* **AIM OF THE EXERCISE**: The answer must consist of every line below that contains the word "engine".

*** THE INPUT

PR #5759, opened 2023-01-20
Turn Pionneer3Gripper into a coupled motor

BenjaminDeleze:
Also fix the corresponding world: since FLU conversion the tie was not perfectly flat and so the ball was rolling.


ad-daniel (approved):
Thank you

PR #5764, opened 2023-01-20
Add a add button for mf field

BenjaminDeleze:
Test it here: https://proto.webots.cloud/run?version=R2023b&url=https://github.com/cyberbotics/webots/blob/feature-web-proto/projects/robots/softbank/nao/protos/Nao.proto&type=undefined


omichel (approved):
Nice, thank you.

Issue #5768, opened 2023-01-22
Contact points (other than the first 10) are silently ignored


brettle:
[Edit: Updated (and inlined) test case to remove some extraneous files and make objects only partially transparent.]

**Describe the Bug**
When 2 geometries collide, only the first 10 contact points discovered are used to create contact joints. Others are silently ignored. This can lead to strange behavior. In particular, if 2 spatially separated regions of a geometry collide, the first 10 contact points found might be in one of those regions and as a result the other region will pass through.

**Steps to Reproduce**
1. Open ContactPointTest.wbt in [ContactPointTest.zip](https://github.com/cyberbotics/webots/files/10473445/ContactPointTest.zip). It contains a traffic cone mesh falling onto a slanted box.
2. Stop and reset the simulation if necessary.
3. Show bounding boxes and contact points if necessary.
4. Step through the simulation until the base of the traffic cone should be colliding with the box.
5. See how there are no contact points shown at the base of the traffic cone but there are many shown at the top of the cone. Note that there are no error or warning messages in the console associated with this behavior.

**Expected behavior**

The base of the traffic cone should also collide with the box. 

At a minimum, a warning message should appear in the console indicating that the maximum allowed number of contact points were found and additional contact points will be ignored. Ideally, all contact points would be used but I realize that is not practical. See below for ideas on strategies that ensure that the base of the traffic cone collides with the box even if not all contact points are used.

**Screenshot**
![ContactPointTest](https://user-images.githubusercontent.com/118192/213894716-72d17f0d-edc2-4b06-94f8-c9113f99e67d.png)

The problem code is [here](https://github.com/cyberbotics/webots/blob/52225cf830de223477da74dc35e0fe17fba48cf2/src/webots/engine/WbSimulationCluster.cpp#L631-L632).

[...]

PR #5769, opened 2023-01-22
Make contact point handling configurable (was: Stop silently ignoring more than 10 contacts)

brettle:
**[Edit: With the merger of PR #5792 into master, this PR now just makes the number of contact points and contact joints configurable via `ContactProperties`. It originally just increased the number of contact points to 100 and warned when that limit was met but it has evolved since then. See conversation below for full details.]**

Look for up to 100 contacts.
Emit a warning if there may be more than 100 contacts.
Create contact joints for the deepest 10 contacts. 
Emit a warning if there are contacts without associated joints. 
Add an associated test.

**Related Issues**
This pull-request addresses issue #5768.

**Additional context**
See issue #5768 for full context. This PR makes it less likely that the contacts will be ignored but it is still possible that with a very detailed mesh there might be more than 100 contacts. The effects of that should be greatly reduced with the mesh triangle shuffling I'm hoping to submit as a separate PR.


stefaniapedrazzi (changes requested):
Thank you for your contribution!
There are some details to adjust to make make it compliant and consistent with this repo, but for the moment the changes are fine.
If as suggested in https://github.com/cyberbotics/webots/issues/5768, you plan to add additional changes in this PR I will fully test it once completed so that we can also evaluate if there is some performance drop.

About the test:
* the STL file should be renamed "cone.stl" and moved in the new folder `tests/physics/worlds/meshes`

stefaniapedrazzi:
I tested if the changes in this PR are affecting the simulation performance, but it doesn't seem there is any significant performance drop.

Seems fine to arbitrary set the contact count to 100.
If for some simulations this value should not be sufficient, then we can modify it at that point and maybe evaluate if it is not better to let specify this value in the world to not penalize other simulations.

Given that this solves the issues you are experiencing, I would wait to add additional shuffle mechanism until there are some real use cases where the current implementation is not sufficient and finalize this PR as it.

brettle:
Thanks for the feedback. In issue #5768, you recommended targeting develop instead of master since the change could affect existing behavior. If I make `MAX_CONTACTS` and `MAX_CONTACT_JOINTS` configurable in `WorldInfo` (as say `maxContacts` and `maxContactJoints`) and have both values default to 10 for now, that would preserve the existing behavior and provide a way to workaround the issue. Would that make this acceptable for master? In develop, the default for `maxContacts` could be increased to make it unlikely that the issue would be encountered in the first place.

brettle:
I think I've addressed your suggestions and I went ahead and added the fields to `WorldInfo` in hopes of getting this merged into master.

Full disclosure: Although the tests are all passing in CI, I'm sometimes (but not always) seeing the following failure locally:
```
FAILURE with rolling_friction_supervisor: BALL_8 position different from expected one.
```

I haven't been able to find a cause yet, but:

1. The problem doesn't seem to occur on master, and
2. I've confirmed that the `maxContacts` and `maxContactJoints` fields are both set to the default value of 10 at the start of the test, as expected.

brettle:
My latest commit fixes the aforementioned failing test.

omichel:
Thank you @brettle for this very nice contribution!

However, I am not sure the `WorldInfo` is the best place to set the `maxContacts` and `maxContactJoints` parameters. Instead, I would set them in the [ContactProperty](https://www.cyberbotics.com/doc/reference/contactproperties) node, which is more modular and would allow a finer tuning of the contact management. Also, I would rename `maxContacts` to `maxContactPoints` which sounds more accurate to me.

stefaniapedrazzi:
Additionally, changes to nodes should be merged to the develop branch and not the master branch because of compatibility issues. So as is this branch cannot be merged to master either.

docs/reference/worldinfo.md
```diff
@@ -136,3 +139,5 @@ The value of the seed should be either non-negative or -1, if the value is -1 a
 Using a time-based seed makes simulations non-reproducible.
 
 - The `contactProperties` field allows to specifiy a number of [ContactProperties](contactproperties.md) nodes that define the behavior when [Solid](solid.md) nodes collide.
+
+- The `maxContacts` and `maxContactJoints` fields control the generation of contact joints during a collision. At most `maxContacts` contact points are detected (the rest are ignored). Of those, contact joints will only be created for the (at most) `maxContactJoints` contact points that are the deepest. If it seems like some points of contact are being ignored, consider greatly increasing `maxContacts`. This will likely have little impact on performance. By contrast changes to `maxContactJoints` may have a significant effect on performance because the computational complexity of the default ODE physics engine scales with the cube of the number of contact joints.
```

******

* **EXERCISE SOLUTION**:
The problem code is [here](https://github.com/cyberbotics/webots/blob/52225cf830de223477da74dc35e0fe17fba48cf2/src/webots/engine/WbSimulationCluster.cpp#L631-L632).
+- The `maxContacts` and `maxContactJoints` fields control the generation of contact joints during a collision. At most `maxContacts` contact points are detected (the rest are ignored). Of those, contact joints will only be created for the (at most) `maxContactJoints` contact points that are the deepest. If it seems like some points of contact are being ignored, consider greatly increasing `maxContacts`. This will likely have little impact on performance. By contrast changes to `maxContactJoints` may have a significant effect on performance because the computational complexity of the default ODE physics engine scales with the cube of the number of contact joints.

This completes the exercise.